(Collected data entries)
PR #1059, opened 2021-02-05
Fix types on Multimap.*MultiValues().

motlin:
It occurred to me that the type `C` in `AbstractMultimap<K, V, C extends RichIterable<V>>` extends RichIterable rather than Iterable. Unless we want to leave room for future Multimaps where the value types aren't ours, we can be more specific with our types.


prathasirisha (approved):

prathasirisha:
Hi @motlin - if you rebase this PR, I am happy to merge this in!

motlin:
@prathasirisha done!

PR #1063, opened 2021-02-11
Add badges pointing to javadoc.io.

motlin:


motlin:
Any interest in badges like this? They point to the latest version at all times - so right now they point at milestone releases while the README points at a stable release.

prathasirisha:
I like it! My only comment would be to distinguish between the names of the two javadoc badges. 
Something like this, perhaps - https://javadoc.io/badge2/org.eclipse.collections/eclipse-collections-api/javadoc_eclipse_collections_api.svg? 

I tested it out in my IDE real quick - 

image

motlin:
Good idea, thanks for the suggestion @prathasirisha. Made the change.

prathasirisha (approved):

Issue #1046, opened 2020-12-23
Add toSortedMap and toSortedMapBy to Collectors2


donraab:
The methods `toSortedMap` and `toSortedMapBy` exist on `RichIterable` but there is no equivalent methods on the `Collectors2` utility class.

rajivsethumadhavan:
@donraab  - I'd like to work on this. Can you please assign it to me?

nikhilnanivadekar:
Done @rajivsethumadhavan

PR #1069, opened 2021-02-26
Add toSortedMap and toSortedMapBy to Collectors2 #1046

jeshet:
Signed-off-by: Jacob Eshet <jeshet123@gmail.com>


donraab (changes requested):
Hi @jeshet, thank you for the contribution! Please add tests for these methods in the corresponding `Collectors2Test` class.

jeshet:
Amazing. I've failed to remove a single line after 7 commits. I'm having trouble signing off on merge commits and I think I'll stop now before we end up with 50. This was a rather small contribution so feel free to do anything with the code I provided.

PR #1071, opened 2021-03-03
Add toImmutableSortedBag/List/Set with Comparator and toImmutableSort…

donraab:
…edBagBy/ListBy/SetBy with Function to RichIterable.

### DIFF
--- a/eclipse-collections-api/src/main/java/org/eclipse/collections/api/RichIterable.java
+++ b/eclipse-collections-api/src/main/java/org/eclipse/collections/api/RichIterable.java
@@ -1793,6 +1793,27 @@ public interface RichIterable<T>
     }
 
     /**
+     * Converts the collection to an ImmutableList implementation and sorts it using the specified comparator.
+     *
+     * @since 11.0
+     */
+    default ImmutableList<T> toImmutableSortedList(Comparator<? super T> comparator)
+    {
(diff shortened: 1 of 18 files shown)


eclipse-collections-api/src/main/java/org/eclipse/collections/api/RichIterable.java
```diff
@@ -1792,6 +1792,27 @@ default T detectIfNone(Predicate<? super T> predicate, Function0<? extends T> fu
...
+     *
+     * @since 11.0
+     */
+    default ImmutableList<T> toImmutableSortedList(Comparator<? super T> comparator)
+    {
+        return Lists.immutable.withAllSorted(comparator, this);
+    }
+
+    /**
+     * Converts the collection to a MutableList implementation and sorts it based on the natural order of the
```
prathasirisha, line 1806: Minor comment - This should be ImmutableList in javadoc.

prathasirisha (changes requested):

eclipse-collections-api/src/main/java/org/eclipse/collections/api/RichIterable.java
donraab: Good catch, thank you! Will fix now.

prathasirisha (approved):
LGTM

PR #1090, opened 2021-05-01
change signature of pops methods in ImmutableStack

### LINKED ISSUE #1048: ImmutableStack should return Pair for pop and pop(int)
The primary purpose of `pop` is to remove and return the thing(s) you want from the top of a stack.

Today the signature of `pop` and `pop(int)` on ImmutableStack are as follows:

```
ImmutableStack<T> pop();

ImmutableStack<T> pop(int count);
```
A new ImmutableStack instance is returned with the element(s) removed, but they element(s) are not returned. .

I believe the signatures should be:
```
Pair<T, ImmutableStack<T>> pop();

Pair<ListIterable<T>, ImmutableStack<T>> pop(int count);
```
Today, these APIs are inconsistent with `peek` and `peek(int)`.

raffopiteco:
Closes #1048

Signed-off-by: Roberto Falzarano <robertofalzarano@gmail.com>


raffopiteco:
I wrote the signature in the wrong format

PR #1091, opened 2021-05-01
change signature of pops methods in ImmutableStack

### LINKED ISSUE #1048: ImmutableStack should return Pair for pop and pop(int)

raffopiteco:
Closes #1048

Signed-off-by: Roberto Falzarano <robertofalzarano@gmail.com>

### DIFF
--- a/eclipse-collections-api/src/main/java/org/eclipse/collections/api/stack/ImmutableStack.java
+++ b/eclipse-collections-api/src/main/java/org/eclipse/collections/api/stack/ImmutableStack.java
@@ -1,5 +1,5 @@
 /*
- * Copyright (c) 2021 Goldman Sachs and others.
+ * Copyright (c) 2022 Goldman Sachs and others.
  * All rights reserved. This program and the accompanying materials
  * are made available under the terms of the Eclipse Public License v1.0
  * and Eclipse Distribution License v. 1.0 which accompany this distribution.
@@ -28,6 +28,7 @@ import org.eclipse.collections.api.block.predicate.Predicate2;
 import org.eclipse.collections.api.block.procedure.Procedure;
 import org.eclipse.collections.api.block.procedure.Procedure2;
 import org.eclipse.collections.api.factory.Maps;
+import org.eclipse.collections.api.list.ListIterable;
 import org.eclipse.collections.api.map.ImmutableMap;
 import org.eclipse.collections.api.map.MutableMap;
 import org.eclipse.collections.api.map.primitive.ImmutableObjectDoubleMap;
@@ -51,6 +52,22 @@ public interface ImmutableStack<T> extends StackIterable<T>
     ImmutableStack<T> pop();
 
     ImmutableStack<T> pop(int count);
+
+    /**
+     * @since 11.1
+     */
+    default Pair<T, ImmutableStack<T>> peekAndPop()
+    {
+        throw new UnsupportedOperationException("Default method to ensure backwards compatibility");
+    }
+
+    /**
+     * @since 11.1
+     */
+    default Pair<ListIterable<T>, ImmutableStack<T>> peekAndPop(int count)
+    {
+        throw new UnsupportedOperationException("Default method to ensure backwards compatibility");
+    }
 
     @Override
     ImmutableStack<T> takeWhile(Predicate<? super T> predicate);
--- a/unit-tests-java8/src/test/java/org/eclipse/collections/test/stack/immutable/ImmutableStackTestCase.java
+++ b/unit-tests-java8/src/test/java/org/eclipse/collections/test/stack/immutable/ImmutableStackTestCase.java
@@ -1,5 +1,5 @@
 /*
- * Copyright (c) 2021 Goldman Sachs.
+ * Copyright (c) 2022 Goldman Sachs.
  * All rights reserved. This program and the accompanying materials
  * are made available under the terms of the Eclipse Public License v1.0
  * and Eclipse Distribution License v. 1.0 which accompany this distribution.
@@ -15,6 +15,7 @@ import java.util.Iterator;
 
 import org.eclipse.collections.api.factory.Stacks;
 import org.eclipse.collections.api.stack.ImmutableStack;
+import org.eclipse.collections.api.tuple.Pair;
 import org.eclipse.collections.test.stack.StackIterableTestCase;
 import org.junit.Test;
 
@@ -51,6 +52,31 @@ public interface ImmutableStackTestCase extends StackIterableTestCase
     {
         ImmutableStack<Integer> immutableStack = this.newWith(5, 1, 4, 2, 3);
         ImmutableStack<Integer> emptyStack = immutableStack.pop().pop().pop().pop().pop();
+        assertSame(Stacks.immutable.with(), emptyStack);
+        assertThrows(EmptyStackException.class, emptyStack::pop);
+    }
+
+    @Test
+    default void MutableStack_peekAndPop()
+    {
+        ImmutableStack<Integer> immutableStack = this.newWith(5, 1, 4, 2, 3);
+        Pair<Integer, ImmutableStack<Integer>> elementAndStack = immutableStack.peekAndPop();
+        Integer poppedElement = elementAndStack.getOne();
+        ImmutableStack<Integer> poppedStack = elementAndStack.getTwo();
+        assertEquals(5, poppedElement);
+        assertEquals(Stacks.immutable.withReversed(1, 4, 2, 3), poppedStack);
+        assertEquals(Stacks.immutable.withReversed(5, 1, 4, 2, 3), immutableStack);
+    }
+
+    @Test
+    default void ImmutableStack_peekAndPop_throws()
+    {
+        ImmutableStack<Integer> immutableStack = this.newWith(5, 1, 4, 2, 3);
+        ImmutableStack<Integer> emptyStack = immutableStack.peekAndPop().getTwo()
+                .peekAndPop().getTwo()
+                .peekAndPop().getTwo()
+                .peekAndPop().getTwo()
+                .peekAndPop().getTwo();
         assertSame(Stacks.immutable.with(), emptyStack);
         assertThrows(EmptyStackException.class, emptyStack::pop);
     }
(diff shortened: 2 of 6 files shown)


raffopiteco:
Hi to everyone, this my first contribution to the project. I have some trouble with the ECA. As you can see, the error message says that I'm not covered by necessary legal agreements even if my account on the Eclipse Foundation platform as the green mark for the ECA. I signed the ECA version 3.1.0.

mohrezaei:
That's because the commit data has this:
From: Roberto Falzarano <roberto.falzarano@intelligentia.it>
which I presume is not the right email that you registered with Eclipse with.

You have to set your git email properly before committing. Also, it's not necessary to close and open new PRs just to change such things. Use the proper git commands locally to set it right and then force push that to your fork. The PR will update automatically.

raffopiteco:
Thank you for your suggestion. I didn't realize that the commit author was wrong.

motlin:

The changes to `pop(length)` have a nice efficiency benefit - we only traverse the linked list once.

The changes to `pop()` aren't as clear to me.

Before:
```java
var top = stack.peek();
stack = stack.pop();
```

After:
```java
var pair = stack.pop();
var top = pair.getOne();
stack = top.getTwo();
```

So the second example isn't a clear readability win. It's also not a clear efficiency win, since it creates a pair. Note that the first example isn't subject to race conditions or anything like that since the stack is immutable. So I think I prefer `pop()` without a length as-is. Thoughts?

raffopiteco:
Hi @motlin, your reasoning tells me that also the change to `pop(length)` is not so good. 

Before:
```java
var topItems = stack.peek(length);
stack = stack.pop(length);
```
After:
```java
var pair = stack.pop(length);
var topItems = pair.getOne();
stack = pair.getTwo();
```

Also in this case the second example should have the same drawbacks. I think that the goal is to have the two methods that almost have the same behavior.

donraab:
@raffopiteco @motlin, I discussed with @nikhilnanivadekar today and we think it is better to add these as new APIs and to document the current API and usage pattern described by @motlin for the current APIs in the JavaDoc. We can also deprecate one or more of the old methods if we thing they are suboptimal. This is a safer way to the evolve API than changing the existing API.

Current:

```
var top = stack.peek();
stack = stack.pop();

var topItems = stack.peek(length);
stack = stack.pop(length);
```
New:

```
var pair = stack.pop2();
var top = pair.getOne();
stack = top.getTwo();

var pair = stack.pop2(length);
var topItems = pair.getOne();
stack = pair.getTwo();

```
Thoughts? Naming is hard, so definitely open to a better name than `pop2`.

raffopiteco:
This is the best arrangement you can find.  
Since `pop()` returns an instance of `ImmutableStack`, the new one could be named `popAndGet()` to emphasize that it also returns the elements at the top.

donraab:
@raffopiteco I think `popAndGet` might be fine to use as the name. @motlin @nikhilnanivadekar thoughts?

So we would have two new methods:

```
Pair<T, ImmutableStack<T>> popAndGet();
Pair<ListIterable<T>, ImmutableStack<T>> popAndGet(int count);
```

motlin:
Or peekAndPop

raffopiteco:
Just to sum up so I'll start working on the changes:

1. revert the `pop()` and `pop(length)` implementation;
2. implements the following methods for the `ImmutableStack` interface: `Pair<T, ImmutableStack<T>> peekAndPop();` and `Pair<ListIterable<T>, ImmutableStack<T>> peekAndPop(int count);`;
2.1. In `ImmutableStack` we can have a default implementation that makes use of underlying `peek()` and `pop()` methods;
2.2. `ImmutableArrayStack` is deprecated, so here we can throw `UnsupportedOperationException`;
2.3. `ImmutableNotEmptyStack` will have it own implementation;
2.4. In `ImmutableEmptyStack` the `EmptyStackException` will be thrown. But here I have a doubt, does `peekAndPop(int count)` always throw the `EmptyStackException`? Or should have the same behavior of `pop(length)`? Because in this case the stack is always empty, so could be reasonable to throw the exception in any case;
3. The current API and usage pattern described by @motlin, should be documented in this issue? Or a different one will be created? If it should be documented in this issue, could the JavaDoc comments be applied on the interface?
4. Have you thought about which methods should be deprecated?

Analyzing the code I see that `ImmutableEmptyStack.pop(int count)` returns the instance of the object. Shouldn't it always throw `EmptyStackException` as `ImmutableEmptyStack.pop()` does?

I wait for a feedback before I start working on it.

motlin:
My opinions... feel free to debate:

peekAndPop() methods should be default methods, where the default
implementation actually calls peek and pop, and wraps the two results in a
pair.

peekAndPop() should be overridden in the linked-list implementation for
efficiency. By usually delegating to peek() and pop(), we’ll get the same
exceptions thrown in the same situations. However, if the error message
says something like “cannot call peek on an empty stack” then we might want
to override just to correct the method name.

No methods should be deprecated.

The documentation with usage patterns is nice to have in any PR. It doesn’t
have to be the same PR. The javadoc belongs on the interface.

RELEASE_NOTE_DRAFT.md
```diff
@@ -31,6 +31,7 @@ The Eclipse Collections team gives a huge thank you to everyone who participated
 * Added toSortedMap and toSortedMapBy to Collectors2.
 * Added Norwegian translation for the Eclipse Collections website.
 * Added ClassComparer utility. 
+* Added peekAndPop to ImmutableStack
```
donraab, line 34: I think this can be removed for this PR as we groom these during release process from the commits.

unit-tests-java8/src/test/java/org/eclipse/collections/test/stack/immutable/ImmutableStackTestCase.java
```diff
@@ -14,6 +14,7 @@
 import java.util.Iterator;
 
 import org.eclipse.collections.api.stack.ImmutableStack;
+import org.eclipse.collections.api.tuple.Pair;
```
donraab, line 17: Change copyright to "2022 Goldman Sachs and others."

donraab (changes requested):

* _Task instructions_
Only lines that hold the string "merge" belong in the answer, so copy every one of them from the records.

* _Task answer_
Hi @motlin - if you rebase this PR, I am happy to merge this in!
Amazing. I've failed to remove a single line after 7 commits. I'm having trouble signing off on merge commits and I think I'll stop now before we end up with 50. This was a rather small contribution so feel free to do anything with the code I provided.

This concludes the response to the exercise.